Commissioner of Finance
- Incumbent
- Assumed office 2016

Commissioner of Budget and Economic Planning
- Incumbent
- Assumed office January 2020

Special Adviser on Finance Economy, Commerce and Investment to the Governor of Kogi State
- In office January 2016 – November 2019

Personal details
- Born: December 22, 1975 (age 50) Isanlu, Yagba East LGA
- Parent(s): Asiru Ijagbemi (father) Hajia Hawawu Ijagbemi (mother)
- Education: Ahmadu Bello University Kogi State University

= Mukadam Asiwaju Asiru Idris =

Nigerian diplomat

Mukadam Asiwaju Asiru Idris FCA is a Nigerian government official and diplomat serving as the Kogi state's Commissioner of Finance since 2016. He previously served as the Special Adviser on Finance Economy, Commerce and Investment to the Governor of Kogi State from January 2016 to November 2019 under Governor Yahaya Bello. He was reappointed as Commissioner of Finance, Budget and Economic Planning in January 2020 a position he held till date.

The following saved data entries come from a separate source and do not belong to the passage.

PR #412, opened 2023-12-05
Debian workflow

cschuchardt88:
This adds two new packages to the releases.


Liaojinghui (approved):

Liaojinghui:
How would those envs being set?

cschuchardt88:
being used in the current standalone linux environment

Liaojinghui:
saw it

PR #352, opened 2025-09-16
Marked SZ filter as deprecated

t20100:
This PR updates SZ filter links since the repo was renamed and mark the SZ as deprecated as stated in https://github.com/szcompressor/SZ


src/hdf5plugin/_filters.py
```diff
@@ -654,7 +654,9 @@ class SZ(h5py.filters.FilterRefBase):
               data=numpy.random.random(100),
               compression=hdf5plugin.SZ(pointwise_relative=0.01))
 
-    For more details about the compressor, see `SZ compressor <https://github.com/szcompressor/SZ>`_.
+    For more details about the compressor, see `SZ2 compressor <https://github.com/szcompressor/SZ2>`_.
+
+    .. warning:: The SZ2 compressor is deprecated, see `SZ <https://github.com/szcompressor/SZ>`_
```
payno, line 659: I don't know how safe it is to provide a specific section. This might break. But at worst it should fall back on the page.
```suggestion
    .. warning:: The SZ2 compressor is deprecated, see `SZ <https://github.com/szcompressor/SZ?tab=readme-ov-file#deprecatedlegacy-version-sz2>`_
```

Issue #351, opened 2025-09-16
Update compression libraries


t20100:
Compression libs and filters updates to consider:

- [x] https://github.com/google/snappy/releases/tag/1.2.2
- [x] https://github.com/NCAR/SPERR/releases/tag/v0.8.3 (Added AVX2 support)
- [x] https://github.com/Blosc/c-blosc2/releases/tag/v2.21.2
- [ ] https://github.com/szcompressor/SZ3/releases/tag/v3.3.0

vasole:
If upstream confirms it is not a bug and it is accepted behavior at their side, we should upgrade.

PR #359, opened 2025-09-24
Updated SZ3 to v3.3.0

t20100:
This PR aims at updating SZ3 to the current latest version (3.3.0).

As it is, it seg fault when reading data written with the previous version of the library:

`python test/test.py` terminate with:

```
testSZ3 (__main__.TestHDF5PluginRead.testSZ3)
libc++abi: terminating with uncaught exception of type std::invalid_argument: magic number mismatch, the input data is not compressed by SZ3
```

This is due to an incompatible change in the `cd_values` stored in the hdf5 file.

With v3.3.0, the `cd_values` are a dump of "SZ3::Config", saved by [Config::save](https://github.com/szcompressor/SZ3/blob/5d2fd2638bc3512c0b4aed594d6e8a130d0d3ed2/include/SZ3/utils/Config.hpp#L221).
See those links for save to/load from hdf5 cd_values:
- https://github.com/szcompressor/SZ3/blob/5d2fd2638bc3512c0b4aed594d6e8a130d0d3ed2/tools/H5Z-SZ3/src/H5Z_SZ3.cpp#L36
- https://github.com/szcompressor/SZ3/blob/5d2fd2638bc3512c0b4aed594d6e8a130d0d3ed2/tools/H5Z-SZ3/src/H5Z_SZ3.cpp#L69

Related to #351


t20100:
The format of `cd_values` has changed, this implies either:

- to call C++ code to instantiate&set-up `SZ3::Config` (example of conf init: https://github.com/szcompressor/SZ3/blob/635ddc356b765967f1074a12574b1895d70fe9b9/tools/sz3c/src/sz3c.cpp#L14-L41) and call [Config::save](https://github.com/szcompressor/SZ3/blob/5d2fd2638bc3512c0b4aed594d6e8a130d0d3ed2/include/SZ3/utils/Config.hpp#L221). I'm really :-1: on this because the package would no longer be "pure" Python

- reimplement this `Config::save` in Python, but provided the amount of parameters, this is quite error-prone

PR #360, opened 2025-10-07
Simplify typing

t20100:
Updated code with `pyupgrade --py39-plus`


t20100:
Not on silx yet, but on other projects yes!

== Early life and education ==
Mukadam Asiwaju Asiru Idris was born on December 22, 1975, in Isanlu, Yagba East LGA, to Asiru Ijagbemi, a farmer and Hajia Hawawu Ijagbemi, a trader, and the iyaoloja of Bagido in Isanlu.

He obtained Nigeria Certificate in Education (NCE) in Economics/Mathematics from College of Education, Oro in Kwara State. He also attended Ahmadu Bello University, Zaria, He is a master's degree Holder of Accounting from the Kogi State University, Ayingba.

== Career ==

=== Early career ===

Mukadam Asiwaju Asiru Idris started as an Executive Assistant, Head teller in Zenith bank. In 2006, he became the Senior Executive Assistant, Vault Administration/Cash Officer with the same bank.

Asiwaju was promoted to Assistant Manager, Head Corporate Banking Group where he managed the bank's relationship with assigned companies with turnover in excess of $30million.

=== Civil career ===

The sterling performances of Mukadam Asiwaju Asiru Idris in Zenith Bank attracted him to the likes of Governor Yahaya Bello who appointed him as the Special Adviser on Finance and Economic Management in 2016. This gave him an ample opportunity to serve as an acting Commissioner of Finance and supervise the activities of the State’s Ministry of Finance

The Economic and Investment Management Team was established and saddled with the responsibility to interact and brainstorm with investors in other to attract investment to the State.

== Awards and honours ==

Overall Best 100 Level Accounting Student, Ahmadu Bello University, Zaria 1996

Overall Best 200 Level Accounting Student, Ahmadu Bello University, Zaria 1997

MD/CEO letter of commendation for Team Player, Zenith Bank Plc, 2002

MD/CEO award for the best operational efficiency cash officer in the North, Zenith Bank Plc, 2006.

Award for Financial Transparency by World Bank.